The test process comprises the following steps: and weighing 50g of the cured polluted soil and 50g of the cured/stabilized polluted soil, drying at 105 ℃, and determining the water content of the soil sample. Measured according to the sulfuric acid-nitric acid method (HJ/T299-2007) of Leaching toxicity Leaching method of solid wasteLeaching toxicity of contaminated soil, solidification/stabilization of contaminated soil. A sample of air-dried soil 10g is added with 50mL of distilled water to determine the pH value, and the experimental process is carried out according to the pH value test method (namely GB/T50123-1999). Unconfined compressive strength tests were conducted for examples 1-3 using

Cylindrical test molds were tested with axial strain rate of 1mm/min and tested according to geotechnical test method Standard (GB/T50123-1999) with the results shown in Table 5.

TABLE 5 toxic leaching test results (mg/L) of contaminated soil and solidified contaminated soil

As can be seen from Table 5: the leaching test result shows that the leaching toxicity of heavy metal ions including lead, copper and zinc can be remarkably reduced by the aid of the heavy metal contaminated soil added with the copper slag-based curing agent, the pH value of the cured soil is alkalescent, the environmental acceptability is good, and the unconfined compressive strength of the soil can be improved to a certain extent as the addition amount of the curing agent is increased.

Claims (6)

1. A copper slag-based curing agent for repairing heavy metal contaminated soil is characterized in that: the curing agent comprises the following components in percentage by mass: 55-80 wt% of copper slag powder, 15-30 wt% of sodium tripolyphosphate and 5-15 wt% of sodium sulfate.

2. The copper slag-based curing agent for remediating heavy metal contaminated soil as recited in claim 1, wherein the curing agent comprises the following components by mass percent: 70-75 wt% of copper slag powder, 20-25 wt% of sodium tripolyphosphate and 5-10 wt% of sodium sulfate.

3. The copper slag-based curing agent for remediating heavy metal contaminated soil as recited in claim 1 or 2, wherein the mass fraction of iron oxide in the copper slag powder is greater than 20%.
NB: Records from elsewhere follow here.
PR #1036, opened 2020-10-22
fix: cors error since v0.15

### LINKED ISSUE #1021: Cors error returned instead of authentication_error on wrong API key in browser
**Describe the bug**
Previously when integrate MeiliSearch in a browser script and run it without API key or with a wrong API key I would receive a `authentication_error`.
Since v0.15 i receive a CORS error.

**To Reproduce**
1. Launch a MeiliSearch instance with a masterKey
2. Use the following code in a http file (notice it does not use a master key)
```html
<!DOCTYPE html>
<html>
<head>
  <meta charset='utf-8'>
  <meta http-equiv='X-UA-Compatible' content='IE=edge'>
</head>
<body>
    Indexes:
    <div id="indexes"></div>
</body>
</html>
<script src="../../dist/bundles/meilisearch.umd.js"></script>
<script>
  const client = new window.MeiliSearch({
    host: 'http://127.0.0.1:7700',
  })
  client.listIndexes().then(res => {
    console.log({ res });
    res.map(index => document.querySelector('#indexes').innerHTML = `<div>${index.name}</div>`)
  })
</script>

```
3. Open the html file or run a http server using `http-server yourhtmlfile.html`
4. Open it on a browser and look at the console

**Expected behavior**
Return the `authentication_error` body instead of a CORS error as it not clear what failed.

```json
{
  "message": "You must have an authorization token",
  "errorCode": "missing_authorization_header",
  "errorType": "authentication_error",
  "errorLink": "https://docs.meilisearch.com/errors#missing_authorization_header"
}
```

**Screenshots**

v.0.15:
Screenshot 2020-10-15 at 14 00 37

LegendreM:
fix #1021

How to test it simply:
run meilisearch from master, and run the HTML below on navigator:
```html
<!DOCTYPE html>
<html>
<head>
  <meta charset='utf-8'>
  <meta http-equiv='X-UA-Compatible' content='IE=edge'>
</head>
<body>
    Indexes:
    <div id="indexes"></div>
</body>
</html>
<script>
    httpRequest = new XMLHttpRequest();
    httpRequest.open('GET', 'http://127.0.0.1:7700/test/search', true);
    httpRequest.send();
</script>
```

retry with fixing branch

### DIFF
--- a/Cargo.lock
+++ b/Cargo.lock
@@ -40,14 +40,16 @@ dependencies = [
 
 [[package]]
 name = "actix-cors"
-version = "0.4.1"
+version = "0.5.0"
 source = "registry+https://github.com/rust-lang/crates.io-index"
-checksum = "f3e5c769e4d332bfad27f11b8139b5818c4bbddb02c385b8f16344d93ff1a8eb"
+checksum = "aaf0c4345c9663a2822d42602391418fd5766f269109ec6bf1784b056a9356a7"
 dependencies = [
- "actix-service",
  "actix-web",
  "derive_more",
  "futures-util",
+ "log",
+ "once_cell",
+ "tinyvec 1.0.1",
 ]
 
 [[package]]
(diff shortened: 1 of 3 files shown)


Kerollmops (changes requested):
I am not sure the js/html script you provide is valid, the route to search is not correct and even when I change it, the previous version of the engine (master) doesn't trigger any CORS error (firefox).

MarinPostma:
@LegendreM Any update on this?

mikerogerz:
Without this fix, I only get a 400 response "Origin is not allowed to make this request." from the search server.

bidoubiwa:
In this PR a user has a similar CORS issue I think: 
https://github.com/meilisearch/meilisearch-js/issues/652

PR #1040, opened 2020-10-22
Update movie posters

bidoubiwa:
This PR resolves 3 issues: 

1. update posters URLs that changed
2. All posters point to a smaller image ( +- 20kb instead of 500kb+-) this was done by changing the width size from 1280 px to 500 px. 
3. Remove films that are not in the tmdb database


Kerollmops (approved):
bors r+

PR #1044, opened 2020-10-27
Synonyms case

MarinPostma:


LegendreM:
Ok I think it's not the good way to do it, the goal of theses changes seem to have an iso state between synonyms and what is searched, we should probably have a common function called by both to `normalize` them. 🤔

PR #2157, opened 2022-02-09
fix(auth): fix env being closed when dumping

MarinPostma:
When creating a dump, the auth store environment would be closed on drop, so subsequent dumps couldn't reopen the environment. I have added a flag in the environment to prevent the closing of the environment on drop when dumping.


curquiza:
bors try

Kerollmops (approved):
Looks good to me! Is this fixing an issue we had with the CI?
bors merge

Issue #1673, opened 2021-09-06
Docker image should have curl binary


curquiza:
### Discussed in https://github.com/meilisearch/MeiliSearch/discussions/1672

<div type='discussions-op-text'>

<sup>Originally posted by **ook** September  6, 2021</sup>
Thank you for maintaining a Docker image.
For day to day investigations, this image should keep curl: binary is only around 400kb and will ease querying the container for status from the inside, removing eventual networking issue.
Shall I open a PR for it?</div>

PR #2177, opened 2022-02-17
chore(docker): remove curl as a dependency

irevoire:
I noticed we were installing curl in the final image while meilisearch don't actually use it.
This does not make a big size difference of the final image, 64.7MB before versus 64.6MB after removing it (-0.1%) but we have no reason to keep it.


curquiza:
hum I have to check but I think a contributor asked to add it

curquiza:
Found it!
https://github.com/meilisearch/meilisearch/issues/1673

This was added in v0.23.0

irevoire:
Ah ok I was wondering why it was here but yes since it's so small we can keep it 👍

Issue #2085, opened 2022-01-18
Error while persisting update to disk: No such file or directory


hahmad748:
**Getting INTERNAL error while accessing MeiliSearch**
{
    "message": "An internal error has occurred. `Error while persisting update to disk: No such file or directory (os error 2)`.",
    "code": "internal",
    "type": "internal",
    "link": "https://docs.meilisearch.com/errors#internal"
}

**To Reproduce**
1. Go to POSTMAN
2. Add Authorization Key
3. Add IP and Port
4. Hit any API, Like See stats, or get indexes list
5. Got above mentioned error in every case

**Expected behavior**
Should display the desired result, stats or indexes

**MeiliSearch version:**
{
    "commitSha": "0a1d2ce2318c26f36ddcb82d3159b8003120b84f",
    "commitDate": "2021-11-15T18:02:07+00:00",
    "pkgVersion": "0.24.0"
}

curquiza:
Hello @hahmad748 

Sorry for the inconvenience :(

Can you share the logs?
Can you say which actions (adding documents, adding settings) you did before having this error?

Also, if it's possible, can you try using [MeiliSearch v0.25.2](https://github.com/meilisearch/MeiliSearch/releases/tag/v0.25.2), which is the latest one, and report us if you have the same error?

Thanks in advance!

hahmad748:
Hello @curquiza 

- I can easily get the indexes that are listed before the mentioned error. Now am getting error for almost every request for settings, like fetching global stats, getting list of indexes, fetching filterable attributes etc.

I'll update the MeiliSearch version to 0.25.2 and verify if the issue persist or not

curquiza:
Thank you @hahmad748, let us know!

geoioanid:
_Meilisearch Version_: v0.25.2
_Dockerized_: Yes

I'm facing a similar issue, when trying to create a dump. 
The dump creation process runs for some minutes, and then fails with the following error:
```
{
    "uid": "20220130-072536070",
    "status": "failed",
    "error": "An internal error has occurred. `Internal error: Error while persisting update to disk: No such file or directory (os error 2)`.",
    "startedAt": "2022-01-30T07:25:36.070952400Z",
    "finishedAt": "2022-01-30T07:45:21.146419389Z"
}
```
This error doesn't create any side effects for me as @hahmad748 has mentioned (like fetching global stats, getting list of indexes, fetching filterable attributes etc.) Refer to the following quote
> Hello @curquiza
[...]

PR #2178, opened 2022-02-17
Refacto docker

### LINKED ISSUE #2166: Clean persistent volume on Kubernetes cases an error
**Describe the bug**
Running the latest version of Meilisearch (0.25) on Kubernetes with a clean PVC mounted on `/data.ms` throws the error: _VERSION file not found or an older version was running. Use dump...._

However, the volume is new and empty. The only thing in the folder is `lost+found` folder added by default in Ubuntu. Removing `lost+found` folder solves the problem, but requires either a manual start of the container pod (to shell and remove the folder for the first time) or use of an init script to delete it.

**To Reproduce**
1. Deploy Meilisearch to a k8s, using a PVC mounted on `/data.ms`.

**Expected behavior**
Search daemon to start without errors.

**Meilisearch version:**
v0.25

irevoire:
closes #2166 and #2085

-----------

I noticed many people had issues with the default configuration of our Dockerfile.
Some examples:
- #2166: If you use ubuntu and mount your `data.ms` in a volume (as shown in the [doc](https://docs.meilisearch.com/learn/getting_started/installation.html#download-and-launch)), you can't run meilisearch
- #2085: Here, meilisearch was not able to erase the `data.ms` when loading a dump because it's the mount point
Currently, we don't show how to use the snapshot and dumps with docker in the documentation. And it's quite hard to do:
  - You either send a big command to meilisearch to change the dump-path, snapshot-path and db-path a single directory and then mount that one
  - Or you mount three volumes
- And there were other issues on the slack community

I think this PR solve the problem.
Now the image contains the `meilisearch` binary in the `/bin` directory, so it's easy to find and always in the `PATH`.
It creates a `data` directory and moves the working-dir in it.
So now you can find the `dumps`, `snapshots` and `data.ms` directory in `/data`.

Here is the new command to run meilisearch with a volume:
```
docker run -it --rm -v $PWD/meili_data:/data -p 7700:7700 getmeili/meilisearch:latest
```

And if you need to import a dump or a snapshot, you don't need to restart your container and mount another volume. You can directly hit the `POST /dumps` route and then run:
```
docker run -it --rm -v $PWD/meili_data:/data -p 7700:7700 getmeili/meilisearch:latest meilisearch --import-dump dumps/20220217-152115159.dump
```

-------

You can already try this PR with the following docker image:
```
getmeili/meilisearch:test-docker-v0.26.0
```

If you want to use the v0.25.2 I created another image;
```
getmeili/meilisearch:test-docker-v0.25.2
```

------

If you're using helm I created a branch [here](https://github.com/meilisearch/meilisearch-kubernetes/tree/test-docker-v0.26.0) that use the v0.26.0 image with the good volume :+1: 
If you use this conf with the v0.25.2, it should also work.

### DIFF
--- a/Dockerfile
+++ b/Dockerfile
@@ -27,9 +27,20 @@ ENV     MEILI_SERVER_PROVIDER docker
 RUN     apk update --quiet \
         && apk add -q --no-cache libgcc tini curl
 
-COPY    --from=compiler /meilisearch/target/release/meilisearch .
+# add meilisearch to the `/bin` so you can run it from anywhere and it's easy
+# to find.
+COPY    --from=compiler /meilisearch/target/release/meilisearch /bin/meilisearch
+# To stay compatible with the older version of the container (pre v0.27.0) we're
+# going to symlink the meilisearch binary in the path to `/meilisearch`
+RUN     ln -s /bin/meilisearch /meilisearch
+
+# This directory should hold all the data related to meilisearch so we're going
+# to move our PWD in there.
+# We don't want to put the meilisearch binary
+WORKDIR /meili_data
+
 
 EXPOSE  7700/tcp
 
 ENTRYPOINT ["tini", "--"]
-CMD     ./meilisearch
+CMD     /bin/meilisearch


fr3fou:
Can I use this Dockerfile with 0.25.2 safely? I'm not sure what changes are in the 0.26.0 release of MeiliSearch but I need to use this and so far it seems to have solved https://github.com/meilisearch/meilisearch-kubernetes/issues/95 for (the Pod is running but I'm not sure of any internal changes that might have ocurred)

irevoire:
Yes but you'll need to rebuild the image yourself.
Something like 
```bash
git checkout v0.25.2
git checkout refacto-docker -- Dockerfile
docker build . # name your image and everything 
```

fr3fou:
Yup, that's what I did exactly!

Dockerfile
```diff
@@ -45,11 +45,21 @@ ENV     MEILI_HTTP_ADDR 0.0.0.0:7700
...
-        && apk add -q --no-cache libgcc tini curl
+        && apk add -q --no-cache libgcc tini
 
-COPY    --from=compiler /meilisearch/target/release/meilisearch .
+# add meilisearch to the `/bin` so you can run it from anywhere and it's easy
+# to find.
+COPY    --from=compiler /meilisearch/target/release/meilisearch /bin/meilisearch
+
+# We want user to mount this directory as a volume
+RUN     mkdir /data
```
ChillFish8, line 55: So I'm not really sure what's going on here, we make a directory first but then also tag it as our working directory.
If we're marking this as our WD then we don't need to make the directory first, it's just an implicit step iirc.

irevoire:
> Can I use this Dockerfile with 0.25.2 safely? I'm not sure what changes are in the 0.26.0 release of MeiliSearch but I need to use this and so far it seems to have solved [meilisearch/meilisearch-kubernetes#95](https://github.com/meilisearch/meilisearch-kubernetes/issues/95) for (the Pod is running but I'm not sure of any internal changes that might have ocurred)

Hey, I created a new image for you and everyone who wants to test this PR with the v0.25.2.
You can find it here; `getmeili/meilisearch:test-docker-v0.25.2`

Dockerfile
irevoire: Oh cool, I didn't know that!
Thanks :+1:

irevoire:
bors merge

curquiza (approved):

PR #2204, opened 2022-03-02
Fix blocking auth

### LINKED ISSUE #2201: Blocking calls in authentication extractor
Reviewing the auth implementation, I found that blocking calls to heed were performed in the implementation of the extractor.

- [blocking calls](https://github.com/meilisearch/meilisearch/blob/main/meilisearch-auth/src/lib.rs#L54-L58) are made in async contexts.
- [`FromRequest`](https://github.com/meilisearch/meilisearch/blob/main/meilisearch-http/src/extractors/authentication/mod.rs#L37) should not return a `Ready` future, but a custom future, encapsulating the authentication action. a boxed future should do the trick, but it should be possible to do it more elegantly.

MarinPostma:
Fix auth blocking runtime

I have decided to remove async code from `meilisearch-auth` and let `meilisearch-http` handle that.

Because Actix polls the extractor futures concurrently, I have made a wrapper extractor that forces the errors from the futures to be returned sequentially (though is still polls them sequentially).
close #2201

### DIFF
--- a/meilisearch-http/src/extractors/authentication/mod.rs
+++ b/meilisearch-http/src/extractors/authentication/mod.rs
@@ -41,10 +41,7 @@ impl<P, D> GuardedData<P, D> {
                 }),
                 None => Err(AuthenticationError::IrretrievableState.into()),
             },
-            (token, None) => {
-                let token = token.to_string();
-                Err(AuthenticationError::InvalidToken(token).into())
-            }
+            (token, None) => Err(AuthenticationError::InvalidToken(token).into()),
         }
     }
 
--- a/meilisearch-http/src/extractors/authentication/mod.rs
+++ b/meilisearch-http/src/extractors/authentication/mod.rs
@@ -33,7 +33,7 @@ impl<P, D> GuardedData<P, D> {
         P: Policy + 'static,
     {
         match Self::authenticate(auth, token, index).await? {
-            (_, Some(filters)) => match data {
+            Some(filters) => match data {
                 Some(data) => Ok(Self {
                     data,
                     filters,
@@ -41,7 +41,7 @@ impl<P, D> GuardedData<P, D> {
                 }),
                 None => Err(AuthenticationError::IrretrievableState.into()),
             },
-            (token, None) => Err(AuthenticationError::InvalidToken(token).into()),
+            None => Err(AuthenticationError::InvalidToken.into()),
         }
     }
 
@@ -49,7 +49,7 @@ impl<P, D> GuardedData<P, D> {
     where
         P: Policy + 'static,
     {
-        match Self::authenticate(auth, "", None).await?.1 {
+        match Self::authenticate(auth, String::new(), None).await? {
             Some(filters) => match data {
                 Some(data) => Ok(Self {
                     data,
@@ -62,18 +62,16 @@ impl<P, D> GuardedData<P, D> {
         }
     }
 
-    async fn authenticate<S>(
+    async fn authenticate(
         auth: AuthController,
-        token: S,
+        token: String,
         index: Option<String>,
-    ) -> Result<(S, Option<AuthFilter>), ResponseError>
+    ) -> Result<Option<AuthFilter>, ResponseError>
     where
         P: Policy + 'static,
-        S: AsRef<str> + 'static + Send,
     {
         Ok(tokio::task::spawn_blocking(move || {
-            let res = P::authenticate(auth, token.as_ref(), index.as_deref());
-            (token, res)
+            P::authenticate(auth, token.as_ref(), index.as_deref())
         })
         .await
         .map_err(|e| ResponseError::from_msg(e.to_string(), Code::Internal))?)
@@ -114,10 +112,7 @@ impl<P: Policy + 'static, D: 'static + Clone> FromRequest for GuardedData<P, D> 
                                 index.map(String::from),
                                 req.app_data::<D>().cloned(),
                             )),
-                            None => Box::pin(err(AuthenticationError::InvalidToken(
-                                "unknown".to_string(),
-                            )
-                            .into())),
+                            None => Box::pin(err(AuthenticationError::InvalidToken.into())),
                         }
                     }
                     _otherwise => {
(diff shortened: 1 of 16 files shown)


meilisearch-http/src/extractors/authentication/mod.rs
```diff
@@ -2,28 +2,85 @@ mod error;
...
+            },
+            None => Err(AuthenticationError::MissingAuthorizationHeader.into()),
+        }
+    }
+
+    async fn authenticate<S>(
+        auth: AuthController,
+        token: S,
+        index: Option<String>,
+    ) -> Result<(S, Option<AuthFilter>), ResponseError>
```
ManyTheFish, line 69: We may return only an `Option<AuthFilter>`, this would simplify the upper functions.

ManyTheFish (changes requested):
We may not release this in the v0.26, we may instead merge it in `main`

meilisearch-http/src/extractors/sequential_extractor.rs
```diff
@@ -0,0 +1,148 @@
...
+        },
+        Done {
+            output: Res,
+        },
+        Error {
+            error: Err,
+        },
+        Empty,
+    }
+}
```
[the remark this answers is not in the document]
MarinPostma: it's not, i took inspiration from actix implementation, bu this is my code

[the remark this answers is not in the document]
ManyTheFish: Why do you need `#![allow(non_snake_case)]` at the top of the file?

irevoire (commented):
The test of the rust-sdk all pass :+1:

meilisearch-http/src/extractors/sequential_extractor.rs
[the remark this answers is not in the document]
MarinPostma: this is because the fields of the generated `SeqFromRequestFutX` are named after the generic type of the field (`A`, `B`,...), and rust complains because they are not snake case

meilisearch-http/src/routes/api_key.rs
```diff
@@ -52,8 +65,13 @@ pub async fn get_api_key(
...
     path: web::Path<AuthParam>,
 ) -> Result<HttpResponse, ResponseError> {
-    let key = auth_controller.get_key(&path.api_key).await?;
-    let res = KeyView::from_key(key, &auth_controller);
+    let api_key = path.into_inner().api_key;
+    let res = tokio::task::spawn_blocking(move || -> Result<_, AuthControllerError> {
+        let key = auth_controller.get_key(&api_key)?;
+        Ok(KeyView::from_key(key, &auth_controller))
+    })
+    .await
```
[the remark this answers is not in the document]
MarinPostma: async auth does not actually do anything related to async, so it made more sense to move te boundary over to meilisearch-http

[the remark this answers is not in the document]
ManyTheFish: OOOOOKKK... My bad, I misunderstood the behavior of `async`, thanks!

meilisearch-http/src/extractors/authentication/mod.rs
ManyTheFish: no sorry, I was saying:
```suggestion
    ) -> Result<Option<AuthFilter>, ResponseError>
```

Is it possible ?

MarinPostma: no, we need S to be static here, so it could force a clone. This is the only way to report errors without having to clone each time on line 44.

curquiza (commented):
Works with the Rust, PHP, Python, Ruby and JS SDK tests 💪 🎉

meilisearch-http/src/extractors/authentication/mod.rs
Kerollmops: On the lines 113, 114 and 115 you clone a lot, maybe you can simplify this method and also clone this token?

meilisearch-http/src/extractors/sequential_extractor.rs
```diff
@@ -0,0 +1,148 @@
...
+pub struct SeqHandler<H>(pub H);
+
+pub struct SeqFromRequest<T>(T);
+
+/// This macro implements `FromRequest` for arbitrary arity handler, except for one, which is
+/// useless anyway.
+macro_rules! gen_seq {
+    ($ty:ident; $($T:ident)+) => {
+        pin_project! {
+            pub struct $ty<$($T: FromRequest), +> {
```
Kerollmops, line 21: Maybe you can put this allow non_snake_case on the struct instead?

meilisearch-http/src/extractors/sequential_extractor.rs
```diff
@@ -0,0 +1,148 @@
+#![allow(non_snake_case)]
+use std::{future::Future, pin::Pin, task::Poll};
+
+use actix_web::{dev::Payload, FromRequest, Handler, HttpRequest};
+use pin_project_lite::pin_project;
+
+/// `SeqHandler` is an actix `Handler` that enforces that extractors errors are returned in the
+/// same order as they are defined in the wrapped handler. This is needed because, by default, actix
+/// to resolves the extractors concurrently, whereas we always need the authentication extractor to
```
Kerollmops, line 9:
```suggestion
/// resolves the extractors concurrently, whereas we always need the authentication extractor to
```

Kerollmops (changes requested):

meilisearch-http/src/extractors/sequential_extractor.rs
MarinPostma: not possible, you also get the lint when referring to those fields, it needs to be a module level lint here

meilisearch-http/src/extractors/authentication/mod.rs
MarinPostma: The issue is not about cloning when it's needed, as it is on the lines you mention, but cloning when it is not, for error handling....

But ultimately, passing the token seems useless, I think it's better to just stop passing I it to the `InvalidToken`

Kerollmops (approved):
Looks good to me!

ManyTheFish (approved):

4. The preparation method of the copper slag-based curing agent for remediating heavy metal contaminated soil as recited in claim 1 or 2, wherein the preparation method of the curing agent comprises the following steps:

step 1, placing copper slag in an oven for 1-2 hours, and setting the temperature of the oven to be 100-120 ℃ to obtain dried copper slag;

step 2, placing the dried copper slag in a ball mill for grinding for 30-60 min to obtain particles, and sieving the particles with a 200-mesh sieve, wherein the specific surface area is 400-600 m²Per kg of copper slag powder;

step 3, preparing sodium tripolyphosphate with set mass components into a saturated solution, and soaking the copper slag powder for 24 hours;

step 4, drying and grinding the copper slag powder soaked in the step 3 again according to the method in the step 1 and the step 2, and sieving the copper slag powder with a 200-mesh sieve;

and 5, mixing the copper slag powder obtained in the step 4 with sodium sulfate according to a ratio.

5. The application of the copper slag-based curing agent for repairing heavy metal contaminated soil according to claim 1 in repairing heavy metal contaminated soil mainly contaminated by lead, zinc and copper.

6. The application of the curing agent as claimed in claim 5, wherein the addition amount of the curing agent to the heavy metal contaminated soil is 20-40 g/kg, standard curing is performed after uniform stirring, and the moisture content in curing is not lower than 23%.